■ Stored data
==========

PR #218, opened 2019-06-20
Initial Must Support Implementation on US Core R4

czh-orz:
This creates tests for must-support elements. For elements with variable types (it contains [x]), it checks each possible value of [x].


generators/argonaut-r4/metadata_extractor.rb
```diff
@@ -119,6 +119,39 @@ def add_interactions(resource, sequence)
...
+            id: element['id'],
+            path: element['path'],
+            url: element['type'].first['profile'].first
+          }
+        next
+      end
+
+      path = element['path']
+      if path.include? '[x]'
+        variable_el = profile_definition['snapshot']['element'].select { |el| el['id'] == (path.split('[x]').first + '[x]') }.first
```
Jammjammjamm: Use `.find {}` instead of `.select {}.first`. Also, "choice elements" is the official term for these, so maybe `variable` should be replaced with `choice`.

lib/app/sequence_base.rb
```diff
@@ -23,14 +23,7 @@ class SequenceBase
...
 
-      STATUS = {
-        pass: 'pass',
-        fail: 'fail',
-        error: 'error',
-        todo: 'todo',
-        wait: 'wait',
-        skip: 'skip'
-      }.freeze
+      STATUS = { pass: 'pass', fail: 'fail', error: 'error', todo: 'todo', wait: 'wait', skip: 'skip' }.freeze
```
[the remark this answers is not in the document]
czh-orz: This is just for the linter. Four lines over 😢

generators/argonaut-r4/metadata_extractor.rb
czh-orz: Changed to find and used choice.

lib/app/sequence_base.rb
```diff
@@ -746,6 +739,17 @@ def check_resource_against_profile(resource, resource_type, specified_profile =
...
         assert(errors.empty?, errors.join("<br/>\n"))
       end
+
+      def can_resolve_path(element, path)
+        return true if path.empty?
+
+        path_ary = path.split('.')
+        el_as_array = Array.wrap(element)
+        cur_path_part = path_ary.delete_at(0)
+        return false unless el_as_array.any? { |el| !el.try(cur_path_part.to_sym).nil? }
```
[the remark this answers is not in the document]
czh-orz: changed to suggestion

lib/app/sequence_base.rb
```diff
@@ -746,6 +739,17 @@ def check_resource_against_profile(resource, resource_type, specified_profile =
         end
         assert(errors.empty?, errors.join("<br/>\n"))
       end
+
+      def can_resolve_path(element, path)
+        return true if path.empty?
+
+        path_ary = path.split('.')
+        el_as_array = Array.wrap(element)
+        cur_path_part = path_ary.delete_at(0)
```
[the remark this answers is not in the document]
czh-orz: Updated to suggestion

lib/app/modules/us_core_r4/pediatric_bmi_for_age_sequence.rb
```diff
@@ -217,9 +217,105 @@ def validate_resource_item(resource, property, value)
...
+      test 'Demonstrates that the server can supply must supported elements' do
         metadata do
           id '10'
+          link 'https://build.fhir.org/ig/HL7/US-Core-R4/general-guidance.html/#must-support'
+          desc %(
+          )
+          versions :r4
+        end
+
+        element_found = @instance.must_support_confirmed.include?('Observation.status') || can_resolve_path(@observation, 'status')
```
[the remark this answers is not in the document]
czh-orz: Addressed. Updated to loop through array of elements/extensions

generators/argonaut-r4/generator.rb
```diff
@@ -139,6 +140,37 @@ def create_interaction_test(sequence, interaction)
   sequence[:tests] << interaction_test
 end
 
+def create_must_support_test(sequence)
+  test = {
+    tests_that: 'Demonstrates that the server can supply must supported elements',
+    index: format('%02d', sequence[:tests].length + 1),
```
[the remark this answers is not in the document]
czh-orz: It's because it needs to be like '02' instead of 2, but I just updated it to be formatted it in the erb file instead.

lib/app/modules/us_core_r4/pediatric_bmi_for_age_sequence.rb
```diff
@@ -217,9 +217,58 @@ def validate_resource_item(resource, property, value)
...
           id '10'
+          link 'https://build.fhir.org/ig/HL7/US-Core-R4/general-guidance.html/#must-support'
+          desc %(
+          )
+          versions :r4
+        end
+
+        must_support_elements = [
+          'Observation.status',
+          'Observation.category',
```
arscan: does it matter that `Observation.category` is listed twice?

arscan: Ah, probably has to do with the `category` slice.  Did you explicitly take into account slices or is that a potential gap?

generators/argonaut-r4/generator.rb
```diff
@@ -139,10 +140,61 @@ def create_interaction_test(sequence, interaction)
...
+
+  test[:test_code] += %(
+        @instance.save!)
+
+  sequence[:tests] << test
+end
+
 def create_resource_profile_test(sequence)
   test = {
     tests_that: "#{sequence[:resource]} resources associated with Patient conform to Argonaut profiles",
```
arscan: Could you rename to 'US Core R4 profiles'?

arscan:
Could you also rename the `argonaut-r4` directory to `uscore-r4`?

lib/app/modules/us_core_r4/us_core_device_sequence.rb
```diff
@@ -145,9 +145,35 @@ def validate_resource_item(resource, property, value)
...
+          'Device.udiCarrier',
+          'Device.udiCarrier.carrierAIDC',
+          'Device.udiCarrier.carrierHRF',
+          'Device.type',
+          'Device.patient'
+        ]
+        must_support_elements.each do |path|
+          truncated_path = path.gsub('Device.', '')
+          already_found = @instance.must_support_confirmed.include?(path)
+          element_found = already_found || can_resolve_path(@device, truncated_path)
```
arscan: It appears that we are just checking a single device, even if they returned multiple devices from the searches.  I think we should look across all devices provided for the patient, and pass them if at least one has a must support element.

lib/app/modules/us_core_r4/pediatric_bmi_for_age_sequence.rb
czh-orz: It's a gap. I didn't know how to handle slices so I just left them there for now.

generators/argonaut-r4/generator.rb
czh-orz: Done

lib/app/modules/us_core_r4/us_core_device_sequence.rb
czh-orz: I made it check all the resources in the reply. We should probably make it check all the resources for the other tests as well... but I think that should be another task.

lib/app/modules/us_core_r4/us_core_allergyintolerance_sequence.rb
```diff
@@ -161,16 +162,18 @@ def validate_resource_item(resource, property, value)
...
-          truncated_path = path.gsub('AllergyIntolerance.', '')
-          already_found = @instance.must_support_confirmed.include?(path)
-          element_found = already_found || can_resolve_path(@allergyintolerance, truncated_path)
-          skip "Could not find #{path} in the provided resource" unless element_found
-          @instance.must_support_confirmed += "#{path}," unless already_found
+          @allergyintolerance_ary.each do |resource|
+            truncated_path = path.gsub('AllergyIntolerance.', '')
+            already_found = @instance.must_support_confirmed.include?(path)
+            element_found = already_found || can_resolve_path(resource, truncated_path)
+            skip "Could not find #{path} in the provided resource" unless element_found
```
arscan: Skip will cause the whole test to skip on the first resource, if the first resource doesn't have all the elements, right?  The idea is that it should skip if by the end of looking at every resource I never saw at least one element.

lib/app/modules/us_core_r4/us_core_device_sequence.rb
arscan: What do you mean by 'the other tests'?

lib/app/modules/us_core_r4/us_core_allergyintolerance_sequence.rb
czh-orz: should be fixed now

==========

■ Aim of the exercise
Every record must be set down again exactly.

■ Completed exercise
PR #218, opened 2019-06-20
Initial Must Support Implementation on US Core R4

czh-orz:
This creates tests for must-support elements. For elements with variable types (it contains [x]), it checks each possible value of [x].


generators/argonaut-r4/metadata_extractor.rb
```diff
@@ -119,6 +119,39 @@ def add_interactions(resource, sequence)
...
+            id: element['id'],
+            path: element['path'],
+            url: element['type'].first['profile'].first
+          }
+        next
+      end
+
+      path = element['path']
+      if path.include? '[x]'
+        variable_el = profile_definition['snapshot']['element'].select { |el| el['id'] == (path.split('[x]').first + '[x]') }.first
```
Jammjammjamm: Use `.find {}` instead of `.select {}.first`. Also, "choice elements" is the official term for these, so maybe `variable` should be replaced with `choice`.

lib/app/sequence_base.rb
```diff
@@ -23,14 +23,7 @@ class SequenceBase
...
 
-      STATUS = {
-        pass: 'pass',
-        fail: 'fail',
-        error: 'error',
-        todo: 'todo',
-        wait: 'wait',
-        skip: 'skip'
-      }.freeze
+      STATUS = { pass: 'pass', fail: 'fail', error: 'error', todo: 'todo', wait: 'wait', skip: 'skip' }.freeze
```
[the remark this answers is not in the document]
czh-orz: This is just for the linter. Four lines over 😢

generators/argonaut-r4/metadata_extractor.rb
czh-orz: Changed to find and used choice.

lib/app/sequence_base.rb
```diff
@@ -746,6 +739,17 @@ def check_resource_against_profile(resource, resource_type, specified_profile =
...
         assert(errors.empty?, errors.join("<br/>\n"))
       end
+
+      def can_resolve_path(element, path)
+        return true if path.empty?
+
+        path_ary = path.split('.')
+        el_as_array = Array.wrap(element)
+        cur_path_part = path_ary.delete_at(0)
+        return false unless el_as_array.any? { |el| !el.try(cur_path_part.to_sym).nil? }
```
[the remark this answers is not in the document]
czh-orz: changed to suggestion

lib/app/sequence_base.rb
```diff
@@ -746,6 +739,17 @@ def check_resource_against_profile(resource, resource_type, specified_profile =
         end
         assert(errors.empty?, errors.join("<br/>\n"))
       end
+
+      def can_resolve_path(element, path)
+        return true if path.empty?
+
+        path_ary = path.split('.')
+        el_as_array = Array.wrap(element)
+        cur_path_part = path_ary.delete_at(0)
```
[the remark this answers is not in the document]
czh-orz: Updated to suggestion

lib/app/modules/us_core_r4/pediatric_bmi_for_age_sequence.rb
```diff
@@ -217,9 +217,105 @@ def validate_resource_item(resource, property, value)
...
+      test 'Demonstrates that the server can supply must supported elements' do
         metadata do
           id '10'
+          link 'https://build.fhir.org/ig/HL7/US-Core-R4/general-guidance.html/#must-support'
+          desc %(
+          )
+          versions :r4
+        end
+
+        element_found = @instance.must_support_confirmed.include?('Observation.status') || can_resolve_path(@observation, 'status')
```
[the remark this answers is not in the document]
czh-orz: Addressed. Updated to loop through array of elements/extensions

generators/argonaut-r4/generator.rb
```diff
@@ -139,6 +140,37 @@ def create_interaction_test(sequence, interaction)
   sequence[:tests] << interaction_test
 end
 
+def create_must_support_test(sequence)
+  test = {
+    tests_that: 'Demonstrates that the server can supply must supported elements',
+    index: format('%02d', sequence[:tests].length + 1),
```
[the remark this answers is not in the document]
czh-orz: It's because it needs to be like '02' instead of 2, but I just updated it to be formatted it in the erb file instead.

lib/app/modules/us_core_r4/pediatric_bmi_for_age_sequence.rb
```diff
@@ -217,9 +217,58 @@ def validate_resource_item(resource, property, value)
...
           id '10'
+          link 'https://build.fhir.org/ig/HL7/US-Core-R4/general-guidance.html/#must-support'
+          desc %(
+          )
+          versions :r4
+        end
+
+        must_support_elements = [
+          'Observation.status',
+          'Observation.category',
```
arscan: does it matter that `Observation.category` is listed twice?

arscan: Ah, probably has to do with the `category` slice.  Did you explicitly take into account slices or is that a potential gap?

generators/argonaut-r4/generator.rb
```diff
@@ -139,10 +140,61 @@ def create_interaction_test(sequence, interaction)
...
+
+  test[:test_code] += %(
+        @instance.save!)
+
+  sequence[:tests] << test
+end
+
 def create_resource_profile_test(sequence)
   test = {
     tests_that: "#{sequence[:resource]} resources associated with Patient conform to Argonaut profiles",
```
arscan: Could you rename to 'US Core R4 profiles'?

arscan:
Could you also rename the `argonaut-r4` directory to `uscore-r4`?

lib/app/modules/us_core_r4/us_core_device_sequence.rb
```diff
@@ -145,9 +145,35 @@ def validate_resource_item(resource, property, value)
...
+          'Device.udiCarrier',
+          'Device.udiCarrier.carrierAIDC',
+          'Device.udiCarrier.carrierHRF',
+          'Device.type',
+          'Device.patient'
+        ]
+        must_support_elements.each do |path|
+          truncated_path = path.gsub('Device.', '')
+          already_found = @instance.must_support_confirmed.include?(path)
+          element_found = already_found || can_resolve_path(@device, truncated_path)
```
arscan: It appears that we are just checking a single device, even if they returned multiple devices from the searches.  I think we should look across all devices provided for the patient, and pass them if at least one has a must support element.

lib/app/modules/us_core_r4/pediatric_bmi_for_age_sequence.rb
czh-orz: It's a gap. I didn't know how to handle slices so I just left them there for now.

generators/argonaut-r4/generator.rb
czh-orz: Done

lib/app/modules/us_core_r4/us_core_device_sequence.rb
czh-orz: I made it check all the resources in the reply. We should probably make it check all the resources for the other tests as well... but I think that should be another task.

lib/app/modules/us_core_r4/us_core_allergyintolerance_sequence.rb
```diff
@@ -161,16 +162,18 @@ def validate_resource_item(resource, property, value)
...
-          truncated_path = path.gsub('AllergyIntolerance.', '')
-          already_found = @instance.must_support_confirmed.include?(path)
-          element_found = already_found || can_resolve_path(@allergyintolerance, truncated_path)
-          skip "Could not find #{path} in the provided resource" unless element_found
-          @instance.must_support_confirmed += "#{path}," unless already_found
+          @allergyintolerance_ary.each do |resource|
+            truncated_path = path.gsub('AllergyIntolerance.', '')
+            already_found = @instance.must_support_confirmed.include?(path)
+            element_found = already_found || can_resolve_path(resource, truncated_path)
+            skip "Could not find #{path} in the provided resource" unless element_found
```
arscan: Skip will cause the whole test to skip on the first resource, if the first resource doesn't have all the elements, right?  The idea is that it should skip if by the end of looking at every resource I never saw at least one element.

lib/app/modules/us_core_r4/us_core_device_sequence.rb
arscan: What do you mean by 'the other tests'?

lib/app/modules/us_core_r4/us_core_allergyintolerance_sequence.rb
czh-orz: should be fixed now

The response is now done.